Spiritual. Inilah puncak tertinggi capaian pemenuhan kebutuhan manusia. Stephen R. Covey menengarai empat kebutuhan berdasarkan tingkatannya: to life (hidup), to love (mencinta/bersosial), to learn (belajar), dan puncak tertinggi to leave a legacy (bermakna/spiritual). Jauh sebelum Covey, Abraham Maslow membuat hirarki kebutuhan manusia. Dimulai dari dasar: kebutuhan fisiologis, kebutuhan rasa aman, kebutuhan untuk mencinta, kebutuhan akan penghargaan, dan kebutuhan akan aktualisasi diri. Di buku diktat, itulah lima tingkatan kebutuhan Maslow. Namun menjelang ajalnya menjemput, tidak banyak orang yang tahu kalau dia menambahkan satu tingkat tertinggi, yakni kebutuhan transendensi (kebutuhan spiritual).

Baik Maslow maupun Covey sadar betul menempatkan Spiritual sebagai puncak kebutuhan. Karna spiritual terkait dengan aspek-aspek pemaknaan, hidup bertujuan, berintegritas dan memiliki sumbangan/warisan (hidup bermanfaat). Ia tidak lagi hanya berkutat pada diri, tapi sekaligus pada diri-diri di luar sana, pada kemanusiaan universal, dan pada peradaban. Sangat jelas dalam Hirarki Maslow, lima kebutuhan sebelumnya berorientasi pada diri, sementara Transendensi melepaskan semua atribut diri untuk masuk pada atribut-atribut pengabdian, pengorbanan, dan sumbangan.

Dalam bahasan tentang Spiritual Intelligence (Spiritual Quotient, SQ), bahkan oleh pencetusnya pertama kali, Danah Zohar dan Ian Marshall, (Kecerdasan) Spiritual disebut sebagai The Ultimate Intelligence. Apa dasarnya? "SQ is the necessary foundation for the effective functioning of both IQ and EQ," ungkap Danah Zohar dan Ian Marshall dalam bukunya itu. Berbeda dengan IQ (kemampuan untuk belajar dan mencipta) dan EQ (kemampuan bersosial) yang lebih berorientasi pada pemenuhan kebutuhan fisik dan emosional, SQ memenuhi kebutuhan jiwa (soul).
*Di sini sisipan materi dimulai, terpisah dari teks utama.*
PR #95, opened 2019-08-21
adding hints for attribtue translation

MrGeneration:
This commit will help to translate attributes whenever needed.

### DIFF
--- a/console/other-usefull-commands.rst
+++ b/console/other-usefull-commands.rst
@@ -21,6 +21,27 @@ This comes in handy if you e.g. added a new state that you need to translate for
  Translation.create_if_not_exists( :locale => 'de-de', :source => "New", :target => "Neu", format: 'string', created_by_id: 1, updated_by_id: 1 )
 
 
+Translating Attributes
+~~~~~~~~~~~~~~~~~~~~~~
+
+By default Zammad will not translate Attributes. A small exception here is the state dropdown, which has translation enabled by default.
+With the following code you can enable translation, this will translate the attribute display name and the display names of values (if it's a value field).
+For this to work, just replace ``{attribute-name}`` against the name of your Attribute. 
+::
+  
+  attribute = ObjectManager::Attribute.find_by(name: '{attribute-name}')
+  attribute.data_option[:translate] = true		# set this to false to disable translation again
+  attribute.save!
+
+.. Note:: Translating value display names works for the following attribute types:
+  
+  * Boolean
+  * Select
+  * Tree Select
+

Jika IQ bersandarkan pada nalar, rasio, intelektual, sementara EQ pada emosi, maka hakikat sejati SQ disandarkan pada the soul's intelligence. Ia membangkitkan pusat dari kesadaran setiap insan. Pusat penentu pilihan baik atau buruk - benar atau salah, HATI.
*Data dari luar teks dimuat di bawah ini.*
PR #96, opened 2019-08-26
Adding searchindex-remark for updating elasticsearch

MrGeneration:
This commit will add a small remark about possible blocked deletion-transactions within single node installations (elasticsearch) which will cause reindexing to fail.


MrGeneration:
Hey Ryan,

can you please have a look if the wording is okay to you?
This commit basically adds hints for users with rather busy Zammad installations to temporary stop Zammad installations. This is basically to ensure the reindexing works without any issues and is just a hint for a ratrher small percentage of user base. :)

rlue:
1. Wouldn't [this page](https://docs.zammad.org/en/latest/install/elasticsearch.html) be a better place for this note? Seems kind of weird to say, "Hey, everything you need to know about upgrading ElasticSearch is on this other page... except this one little thing."
2. **"Zammad-Installation" / "Zammad-Service":** In English, hyphens are not used when joining two nouns together to create a new noun (_e.g.,_ train station, hotel room). Use hyphens only when joining words together to create a new _adjective_ (_e.g.,_ open-source, soft-spoken).
3. Also, don't capitalize "Installation" or "Service".
4. > elasticsearch locks the indexes from deletion

   Not a nitpick, but a genuine question: in a thread from 2017, an Elasticsearch developer said, ["We don't have a concept of a lock in elasticsearch."](https://discuss.elastic.co/t/elasticsearch-document-locking-concept/95924/2) What's this about, exactly? (Just hoping to learn more about elasticsearch.)

Overall, I would suggest this rephrasing:

```rst
Upgrade Notes
-------------

After upgrading, remember to rebuild your search index::

   $ zammad run rake searchindex:rebuild

This step may fail if Zammad is under heavy load:
Elasticsearch locks the indexes from deletion if you're pumping in new data, like receiving a new ticket.
(This only applies to single node deployments, not clusters.)

If it does, try killing Zammad first::

   $ systemctl stop zammad
   $ zammad run rake searchindex:rebuild
   $ systemctl start zammad
```

MrGeneration:
I personally disagree with the location of this phrase.
It imho only affects updating Zammad for fairly big installations that need a reindex (for whatever reason).

This issue mainly appeared on busy installations that have a lot background jobs to work on. In some cases it might happen that Zammad tries to delete the index while elasticsearch is currently writing new information into that indice.

This could cause the reindex to fail as the indice was blocked. I'm not sure if this is real blocking or just some kind of "write protection" on the specific document part to ensure it's not overwritten before it's finished writing down the first request. I'm not too much of an expert in that case. ;(

This is the reason why I think it fits best within the update section. 

---

Above comment is also the reason why I beleive that your re-phrasing is not entirely fitting.
It rather sounds like a searchindex needs to be rebuild after every upgrade of Zammad which is not true. 

I've adapted your other hpyhen and capitalizing notes already. 
The branch again is a bit old and struggles a bit with your earlier refactor, but I managed to adjust it to the current base with as few commits and changes as possible.

rlue:
Ah, my 100% mistake! I didn't look closely enough, and thought this sentence

> If you want to upgrade your elasticsearch installation, please take a look at the **elasticsearch documentation**

linked to the "Install Elasticsearch" page in the _Zammad docs._ Yes, I take back my first comment and totally agree on the original placement of this PR.

---

> for fairly big installations that need a reindex (for whatever reason).

This was another source of confusion for me. I think I understand better now; what do you think about this rephrasing?

```rst
If, for whatever reason, you need to rebuild your search index after upgrading, use::

   $ zammad run rake searchindex:rebuild
   
.. warning:: This step may fail if Zammad is under heavy load:
   Elasticsearch locks the indices from deletion if you're pumping in new data, like receiving a new ticket.
   (This only applies to single-node deployments, not clusters.)
   
   If it does, try killing Zammad first::
   
      $ systemctl stop zammad
      $ zammad run rake searchindex:rebuild
      $ systemctl start zammad
```

install/update.rst
```diff
@@ -134,5 +138,9 @@ Update with DEB
 Updating elasticsearch
 ======================
 
-If you want to upgrade your elasticsearch installation, please take a look at the `elasticsearch documentation <https://www.elastic.co/guide/en/elasticsearch/reference/current/setup-upgrade.html>`_ 
+If you want to upgrade your elasticsearch installation, please take a look at the `elasticsearch documentation <https://www.elastic.co/guide/en/elasticsearch/reference/current/setup-upgrade.html>`_
 as it will have the most current information for you.
+
+.. note:: If your Zammad installation is quite busy or your ``zammad run rake searchindex:rebuild`` fails, you might want to stop the Zammad-Service: ``systemctl stop zammad``.
+  
+  The Reason behind this is that elasticsearch locks the indexes from deletion if you're pumping in new data (like receiving a new ticket). This only affects elasticsearch single nodes and should not affect clusters.
```
rlue, line 146:
```suggestion
If, for whatever reason, you need to rebuild your search index after upgrading, use::

   $ zammad run rake searchindex:rebuild
   
.. warning:: This step may fail if Zammad is under heavy load:
   Elasticsearch locks the indices from deletion if you're pumping in new data, like receiving a new ticket.
   (This only applies to single-node deployments, not clusters.)
   
   If it does, try killing Zammad first::
   
      $ systemctl stop zammad
      $ zammad run rake searchindex:rebuild
      $ systemctl start zammad
```

MrGeneration: You're right, that's much better!

MrGeneration:
Good to go for me!
Thanks. 💪

PR #101, opened 2019-09-16
Fixing code snipped for making states available to UI

MrGeneration:
Affected documentation part:
https://docs.zammad.org/en/latest/console/working-on-tickets.html#make-new-states-available-to-ui

We currently hold the following code snipped:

Karena itu, mengutip Sukidi dalam New Age, Wisata Spiritual Lintas Agama (2001), pekik SQ adalah suara hati (conscience). Suara yang paling jernih dalam hiruk pikuk kehidupan kita, yang tidak bisa ditipu oleh siapapun, termasuk diri kita sendiri. Kebenaran sejati terletak pada conscience ini. Karena itu SQ menyingkap kebenaran sejati yang lebih sering tersembunyi (hidden truth) di tengah adegan-adegan hidup yang serba palsu dan menipu. Kodrat SQ adalah fitrah yang selalu dalam kondisi - istilah penganut filsafat eksistensialisme - "the peace of the all sufficient." Inilah kiranya yang disebut sebagai nafsu al muthmainnah. Jiwa yang damai dan tenang, yang bisa menjalin kontak spiritual dengan Ilahi Rabbi. Hingga Alloh bersenandung indah kepadanya: "ya ayyatuhan nafsul mutmainnah. irji'i ila rabbiki raadhiyatan mardiyyah. fadkhuli fi 'ibadii wadkhulii jannatii (al-Fajr: 27-30).
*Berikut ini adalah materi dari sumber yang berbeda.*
Issue #99, opened 2019-09-11
Add SLA communication hack


MrGeneration:
We need to add further documentation to docs and admin-docs for the following issue:
https://github.com/zammad/zammad/issues/1880

This will help users to address this "issue", if it is one. :)

```
Ticket::Article::Type.find_by(name:'note').update!(communication: true)
```

MrGeneration:
This will be solved with the merge of !103

PR #103, opened 2019-09-16
Add communication-trick for SLA notes

MrGeneration:
This will satisfy issue #99 and tell the user how he can ensure that public notes will be counted as communication and thus affect SLA calculation.


MrGeneration:
A rebase of over 60 files because of commit https://github.com/zammad/zammad-documentation/commit/641f241bb9c882aeb8c4db35cdf1f065feea5e0e would be required. As I think that these changes will bring big issues in terms of overview in approval, I'll start new.

PR #106, opened 2019-10-10
add brief description for zammad migration

promisepreston:


MrGeneration:
First of all, thank you very much for your contribution.

While I agree that a brief introduction / description for the Zammad migration would be great, I also beleive that it's too late in the specific part for OTRS migration. Even more, because you also reference "Zendesk" there, which is on another page.

Right now -in my opinion- the text wouldn't be enough for it's own page (it'd just add complexity).
So the main question is if there's general information that we can put on a parent page to make it more useful.

What do you think?

promisepreston:
I think I understand what you mean. However, the brief explanation will help explain to anyone reading the Migration documentation what it's about on a High level.

I think that by modifying the brief explanation to cater for the OTRS and Zendesk pages individually will be better off, since we don't have a parent page for Migration.

What do you think?

MrGeneration:
We've been talking about this and came to the point, that a brief description is a very good idea.
It should at least contain these information:

* What is a migration?
* Can I import to existing data?
* Can I do a "resync" without changing existing data on the destination?
* What imports are available?

Also, we've came to the point that this should be some kind of landing page - it's a bad idea to put it on e.g. the OTRS page.

----

above comments are somewhat of a help for me to keep the information together, I'll take a look at your commit and will work something out. Please give me some time for that. :-)

promisepreston:
Oh, thank you so much.
I feel glad that you've come to a conclusion that a brief description is a very good idea.

I totally agree with you about the landing page (parent page) for the brief description.
Also, some information specifically relating to Zendesk and OTRS can also be included in their respective pages.

MrGeneration:
Closing this PR.
We'll be reworking the migration parts of our documentation. This will also cover a small brief description of the migration.

PR #107, opened 2019-10-10
added further remarks on backing up as non root-user

MrGeneration:
This has been discussed in https://community.zammad.org/t/db-backup-password/3256
and will help users that don't want to run Backups as root-user.

@thorsteneckel can you please review this?


MrGeneration:
Thanks! Merging now.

Selanjutnya ekspresi SQ itu dipantulkan dalam etika sosial. Bersumber pada kesadaran hati. Mengikat makna kejadian-kejadian setiap hari. Lalu tergerak untuk berkontribusi. Membuat dan meninggalkan warisan kepada makhluk di bumi. Inilah puncak kesadaran diri. Kesadaran untuk menebar makna sepanjang masa melampaui batas usia yang ditentukan-Nya. Dan orang hebat punya kesadaran itu. Kesadaran untuk mempertajam mata spiritualnya (eye of the heart).